The inline assembler code goes right into the complete assembled code untouched and in one piece. You do this when you really need absolutely full control over your instruction sequence, or maybe when you can't afford to let an optimizer have its way with your code. Maybe you need every clock tick. Maybe you need every single branch of your code to take the exact same number of clock ticks, and you pad with NOPs to make this happen.
In any case, lots of reasons why someone may want to do this, but you really need to know what you're doing. These chunks of code will be pretty opaque to your compiler, and its likely you won't get any warnings if you're doing something bad.
Usually the compiler will just insert the assembler instructions right into its generated assembler output. And it will do this with no regard for the consequences.

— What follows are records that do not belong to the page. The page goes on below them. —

PR #3273, opened 2019-01-19
Use latest stable release of ZFS

### LINKED ISSUE #2950: zfs does not build on 4.14
Probably needs a later zfs version.

errordeveloper:
This change makes `make -C kernel build_zfs_4.14.x` succeed.

Closes #2950.

### DIFF
--- a/kernel/Dockerfile.zfs
+++ b/kernel/Dockerfile.zfs
@@ -23,10 +23,10 @@ COPY --from=ksrc /kernel.tar /
 RUN tar xf kernel.tar
 
 # Note: ZFS and SPL commits must match. It's unclear how much the user
-# space tools must match the kernel module version. The current zfs
-# package on Alpine is 0.6.5.9. We pick 0.6.5.10 because it has
-# support for 4.12 based kernels.
-ENV VERSION=0.6.5.10
+# space tools must match the kernel module version.
+# package on Alpine is 0.6.5.9. We pick the version that compiles with
+# latest kernel we support.
+ENV VERSION=0.7.12
 
 ENV SPL_REPO=https://github.com/zfsonlinux/spl.git
 ENV SPL_COMMIT=spl-${VERSION}


justincormack:
Does this work on 4.19? Given we switched default kernel to 4.19 maybe makes sense to switch (although having a 4.14 version checked in may also be useful)

errordeveloper:
I've tested `make -C kernel build_zfs_4.9.x` just now, and that worked. Will try 4.19.x.

errordeveloper:
By the way, they have [`0.8.0-rc3`](https://github.com/zfsonlinux/zfs/tree/zfs-0.8.0-rc3)... Not too sure as it's an RC, so I'd rather stick to latest 0.7.x.

errordeveloper:
@justincormack whatever is the outcome of this, should we enable ZFS in CI, and possibly push the images also?

errordeveloper:
I've not been able to boot the 4.19 one (getting meaningless error from hyperkit), but 4.14 appears to load fine (see below).

```
(ns: getty) linuxkit-66511097e4f7:~# nsenter -t 1 -a 
linuxkit-66511097e4f7:/# modprobe zfs
[  171.206712] spl: loading out-of-tree module taints kernel.
[  171.206712] spl: loading out-of-tree module taints kernel.
[  171.211434] SPL: Loaded module v0.7.12-1
[  171.211434] SPL: Loaded module v0.7.12-1
[  171.215384] icp: module license 'CDDL' taints kernel.
[  171.215384] icp: module license 'CDDL' taints kernel.
[  171.217719] Disabling lock debugging due to kernel taint
[  171.217719] Disabling lock debugging due to kernel taint
[  173.596814] ZFS: Loaded module v0.7.12-1, ZFS pool version 5000, ZFS filesystem version 5
[  173.596814] ZFS: Loaded module v0.7.12-1, ZFS pool version 5000, ZFS filesystem version 5
linuxkit-66511097e4f7:/# grep zfs /proc/filesystems 
nodev	zfs
linuxkit-66511097e4f7:/# uname -a
Linux linuxkit-66511097e4f7 4.14.94-linuxkit #1 SMP Sat Jan 19 10:50:24 UTC 2019 x86_64 Linux
linuxkit-66511097e4f7:/# 
```

rn:
Last time I looked at ZFS one issue was that the version of the tools which came with Alpine did not quite match the version of the kernel module and there was some doubt if they'd work.

We currently do not build official images for ZFS and therefore don't have it in the CI because none of us fancied taking it up with the lawyers (I still don't) so we just provide the mechanism to build it yourself.

errordeveloper:
The userspace compatibility is something we should confirm, I shall play
around with it. The question of shipping it is understood, but I also
wonder if running buidls against it in CI is quite doable, which would let
us observe breakages early.

rn:
> (getting meaningless error from hyperkit)

What type of errors? Might be related to https://github.com/moby/hyperkit/issues/226 which was fixed a while back. I don't know if this has been pulled into the hyperkit shipped with Docker Desktop. Maybe try the qemu backend, where latest versions should also use the hypervisor framework for acceleration

errordeveloper:
@rn yes, I think I got that same error, but with the staircase effect :)

Should we merge and open an issue about userspace?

For example, in this code the optimiser is performing copy propagation, whereby it sees that y=x, then z=y. So it replaces z=y with z=x, hoping that this will allow it to perform further optimisations. Howver, it doesn't spot that I've messed with the value of x in the mean time.
char x=6;
char y,z;
y=x; // y becomes 6
_asm
rrncf x, 1 // x becomes 3. Optimiser doesn't see this happen!
_endasm
z=y; // z should become 6, but actually gets
// the value of x, which is 3
To get around this, you can essentially tell the optimiser not to perform this optimisation for this variable.
volatile char x=6; // Tell the compiler that this variable could change
// all by itself, and any time, and therefore don't
// optimise with it.
char y,z;
y=x; // y becomes 6
_asm
rrncf x, 1 // x becomes 3. Optimiser doesn't see this happen!
_endasm
z=y; // z correctly gets the value of y, which is 6
Historically, C compilers generated assembly code, which would then be translated to machine code by an assembler. Inline assembly arises as a simple feature — in the intermediate assembly code, at that point, inject some user-picked code. Some compilers directly generate machine code, in which case they contain an assembler or call an external assembler to generate the machine code for the inline assembly snippets.

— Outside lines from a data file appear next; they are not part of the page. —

PR #619, opened 2023-10-10
fix code scanning alert

shireenf-ibm:


zivnevo (approved):
Looks good.
Thanks for handling this mess. I like it better without the "look behind" operator.

PR #676, opened 2024-01-28
Istio gateway policies explainability information

tanyaveksler:
Added origin path/line information to istio gateway policies, for explainability report.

The most common use for assembly code is to use specialized processor instructions that the compiler isn't able to generate. For example, disabling interrupts for a critical section, controlling processor features (cache, MMU, MPU, power management, querying CPU capabilities, …), accessing coprocessors and hardware peripherals (e.g. inb/outb instructions on x86), etc. You'll rarely find asm("movl %ecx %eax"), because that affects general-purpose registers that the C code around it is also using, but something like asm("mcr p15, 0, 0, c7, c10, 5") has its use (data memory barrier on ARM). The OSDev wiki has several examples with code snippets.

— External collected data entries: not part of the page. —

PR #678, opened 2024-01-29
handle multi quary with html

haim-kermany:


nca/SchemeRunner.py
```diff
@@ -183,6 +181,40 @@ def get_query_output_config_obj(self, query):
         output_config_obj = OutputConfiguration(output_configuration_dict, query['name'])
         return output_config_obj
 
+    def cativate_expTracker(self, query_array):
```
adisos, line 184: rename func to `activate_exp_tracker`

nca/SchemeRunner.py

Assembly code is also useful to implement features that break C's flow control model. A common example is context switching between threads (whether cooperative or preemptive, whether in the same address space or not) requiring assembly code to save and restore register values.
Assembly code is also useful to hand-optimize small bits of code for memory or speed. As compilers are getting smarter, this is rarely relevant at the application level nowadays, but it's still relevant in much of the embedded world.
There are two ways to combine assembly with C: with inline assembly, or by linking assembly modules with C modules. Linking is arguably cleaner but not always applicable: sometimes you need that one instruction in the middle of a function (e.g. for register saving on a context switch, a function call would clobber the registers), or you don't want to pay the cost of a function call.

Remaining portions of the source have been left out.